### Task goal
Match the word "status". Return each line of the data below where it appears.

=== Begin Enclosure ===

PR #3328, opened 2016-04-17
SSH - don't enable BatchMode (fixes #3306)

### LINKED ISSUE #3306: "exit status 255" on docker-machine ssh (when ssh key not yet in ssh-agent)
Description of problem:

`docker-machine ssh` run after mac startup fails, seemingly because my passphrase-protected SSH key hasn't been added to the auth agent. After the first manual SSH with this key, `docker-machine ssh` succeeds again.

`uname -a`:

`Darwin hobbes.local 15.3.0 Darwin Kernel Version 15.3.0: Thu Dec 10 18:40:58 PST 2015; root:xnu-3248.30.4~1/RELEASE_X86_64 x86_64`

Environment details (AWS, VirtualBox, physical, etc.):

`remote-machine` below uses the `generic` driver.

Steps to Reproduce:
```
# after first login to mac
$ docker-machine ssh remote-machine
exit status 255
$ ssh remote-machine
<dialog pops up, prompts for passphrase for SSH key>
remote-machine $ exit
$ docker-machine ssh remote-machine
remote-machine $
```

Actual Results: above.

=== End Enclosure ===

### Expected answer
### LINKED ISSUE #3306: "exit status 255" on docker-machine ssh (when ssh key not yet in ssh-agent)
exit status 255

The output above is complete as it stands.